- **TO DO**: From the line that contains "johncrossman: Locally, I" to the end of the records below, copy every line exactly. Both the first and last of these lines count.

- **Stored records**:
--- START ---

PR #971, opened 2018-10-31
BOAC-1293: Returns 500 status when cache refresh fails

lyttam:
https://jira.ets.berkeley.edu/jira/browse/BOAC-1293

### DIFF
--- a/boac/api/admin_controller.py
+++ b/boac/api/admin_controller.py
@@ -85,7 +85,8 @@ def start_load_only():
 @app.route('/api/admin/cachejob/refresh')
 @admin_required
 def start_refresh():
-    return tolerant_jsonify(cache_utils.refresh_request_handler(term()))
+    response = cache_utils.refresh_request_handler(term())
+    return tolerant_jsonify(response, status=500 if 'error' in response else 200)
 
 
 @app.route('/api/admin/cachejob/import_refresh')
--- a/tests/test_api/test_admin_controller.py
+++ b/tests/test_api/test_admin_controller.py
@@ -23,7 +23,6 @@ SOFTWARE AND ACCOMPANYING DOCUMENTATION, IF ANY, PROVIDED HEREUNDER IS PROVIDED
 ENHANCEMENTS, OR MODIFICATIONS.
 """
 
-
 from flask import current_app as app
 import pytest
 import simplejson as json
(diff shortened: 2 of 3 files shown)


tests/test_api/test_admin_controller.py
```diff
@@ -77,6 +76,13 @@ def test_api_key_disabled(self, app, client):
         response = client.get('/api/admin/cachejob', headers=headers)
         assert response.status_code == 401
 
+class TestCachejobRefresh:
+    """Cachejob Refresh API."""
+    def test_cachejob_refresh_success(self, client, admin_session):
+        """Returns a well-formed sucess response."""
+        response = client.get('/api/admin/cachejob/refresh')
+        assert response.status_code == 200
+        assert response.headers.get('Content-Type') == 'application/json'
```
lyttam: I wanted to write a test for the error response, but I don't think it's possible with our current mocking capabilities.

boac/api/admin_controller.py
```diff
@@ -85,7 +85,11 @@ def start_load_only():
 @app.route('/api/admin/cachejob/refresh')
 @admin_required
 def start_refresh():
-    return tolerant_jsonify(cache_utils.refresh_request_handler(term()))
+    response = cache_utils.refresh_request_handler(term())
+    if response.get('error'):
+        return tolerant_jsonify(response, status=500)
+
+    return tolerant_jsonify(response)
```
johncrossman: Looks good @lyttam. Sort out Travis woes and I'll merge. Fyi, the above could be written with a one-liner:
```
return tolerant_jsonify(response, status=500 if 'error' in response else 200)
```

paulkerschen:
@lyttam Travis's lint-py complaints should be trivial to fix. Unfortunately, I suspect the one pytest failure is caused by the new cache job refresh test. Since we aren't able to mock out that endpoint, hitting it really does trigger a cache job refresh in a background thread, which in turn creates a bunch of alerts that conflict with later code trying to set up alerts of its own.

Nessie deals with a similar problem by suppressing background job kickoff in test mode.
https://github.com/ets-berkeley-edu/nessie/blob/master/nessie/jobs/background_job.py#L88
Alternatively, we could just wait for a functional mocking library before testing that endpoint.

boac/api/admin_controller.py
lyttam: Nice! Will amend.

lyttam:
@johncrossman Amended.

johncrossman:
Thanks @lyttam

PR #972, opened 2018-11-01
BOAC-1406, onCreateCuratedCohort callback adds students; event-listeners begone

johncrossman:
https://jira.ets.berkeley.edu/jira/browse/BOAC-1406


paulkerschen:
How devilishly asynchronous. Thanks, @johncrossman, and let's all list the things we won't miss about Angular 1.x.

PR #974, opened 2018-11-01
BOAC-1396 Include instructor names in class search results

paulkerschen:
https://jira.ets.berkeley.edu/jira/browse/BOAC-1396


raydavis:
The best of all possible PRs.

PR #975, opened 2018-11-01
BOAC-1344, perk up the washed out splash page

johncrossman:
https://jira.ets.berkeley.edu/jira/browse/BOAC-1344

The perkier UX is in screenshot attached to BOAC-1344.


paulkerschen:
See, kids? No need to be scared - the Regents were there all along.

PR #977, opened 2018-11-01
BOAC-1398, Save Cohort button styled as primary

johncrossman:
https://jira.ets.berkeley.edu/jira/browse/BOAC-1398


raydavis:
Can't think of a better choice off-hand...

PR #978, opened 2018-11-02
BOAC-1412, if callback is nil when cohort-create then _.noop

johncrossman:
https://jira.ets.berkeley.edu/jira/browse/BOAC-1412

I discovered a bit of a bug in our error-handling, too.


lyttam:
Looks good to me.

PR #979, opened 2018-11-02
BOAC-1415, first step in prototyping Vue.js version of BOAC Admin page

johncrossman:
https://jira.ets.berkeley.edu/jira/browse/BOAC-1415

The dir structure is similar to Nessie. Operational stuff (eg, tox) are meant to operate side-by-side without sharing configs (eslint.yml).

An interesting diff is in `boac/routes.py`.  The idea is that `https://boac.berkeley.edu/admin` goes to the Admin page _as we know it_ and `https://harvey.berkeley.edu/admin` (future URL scheme depends on product name) will go to the new Vue version of that page.


johncrossman:
I have prefixed the PR summary with "[DO NOT MERGE]"

johncrossman:
One amendment coming soon to this PR. I'll update summary when it's ready for review.  cc: @paulkerschen @lyttam

johncrossman:
@paulkerschen @lyttam  This PR is ready for review.

boac/routes.py
```diff
@@ -66,7 +66,10 @@ def handle_unmatched_api_route(**kwargs):
     @app.route('/', defaults={'path': ''})
     @app.route('/<path:path>')
     def front_end_route(**kwargs):
-        return make_response(open(app.config['INDEX_HTML']).read())
+        host_url = request.host_url
+        is_legacy = 'boac' in host_url or 'boa' not in host_url
```
paulkerschen: @johncrossman So the distinction is `boa.berkeley.edu` versus `boac.berkeley.edu`? I'm with you so far, but what's the effect while the alias hostnames are not yet in place (or if we're running the server locally)?

johncrossman: Locally, I have `boa-local.berkeley.edu` in _/etc/hosts_ which might be feasible for all devs. As for "alias hostnames not yet in place", we'll need to see where we are in a week. If zero progress is made on the new name then we might fall back to using a request arg: `?v=1`. I'd prefer not to rely on path pattern matching (eg, `/v/admin`)

scripts/production-build-boac-vuejs.sh
```diff
@@ -0,0 +1,13 @@
...
+set -e
+
+npm run build-vue
+
+cp dist/static/vue/css/* dist/static/css/
+cp dist/static/vue/js/* dist/static/js/
+cp dist/static/vue/img/* dist/static/img/
+cp dist/static/vue/index.html dist/static/
+
+exit 0
```
johncrossman: The script above is run by `buildspec` (CodePipeline). The old and new (vue.js) static files will live side-by-side in `dist` directory; the workaround above – ie, copy files after `npm build-vue` – avoids inadvertent removal of `dist`.

paulkerschen:
Thanks for working through all the tricky corners in this problem, @johncrossman. I dub you, "VueMaster"

PR #983, opened 2018-11-06
BOAC-1416, scope.section check before googleAnalyticsService.track

johncrossman:
https://jira.ets.berkeley.edu/jira/browse/BOAC-1416

A Jira with "busted" in the summary is worth fixing.


raydavis:
Thanks, @johncrossman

--- END ---

- **ANSWER SECTION**:
johncrossman: Locally, I have `boa-local.berkeley.edu` in _/etc/hosts_ which might be feasible for all devs. As for "alias hostnames not yet in place", we'll need to see where we are in a week. If zero progress is made on the new name then we might fall back to using a request arg: `?v=1`. I'd prefer not to rely on path pattern matching (eg, `/v/admin`)

scripts/production-build-boac-vuejs.sh
```diff
@@ -0,0 +1,13 @@
...
+set -e
+
+npm run build-vue
+
+cp dist/static/vue/css/* dist/static/css/
+cp dist/static/vue/js/* dist/static/js/
+cp dist/static/vue/img/* dist/static/img/
+cp dist/static/vue/index.html dist/static/
+
+exit 0
```
johncrossman: The script above is run by `buildspec` (CodePipeline). The old and new (vue.js) static files will live side-by-side in `dist` directory; the workaround above – ie, copy files after `npm build-vue` – avoids inadvertent removal of `dist`.

paulkerschen:
Thanks for working through all the tricky corners in this problem, @johncrossman. I dub you, "VueMaster"

PR #983, opened 2018-11-06
BOAC-1416, scope.section check before googleAnalyticsService.track

johncrossman:
https://jira.ets.berkeley.edu/jira/browse/BOAC-1416

A Jira with "busted" in the summary is worth fixing.


raydavis:
Thanks, @johncrossman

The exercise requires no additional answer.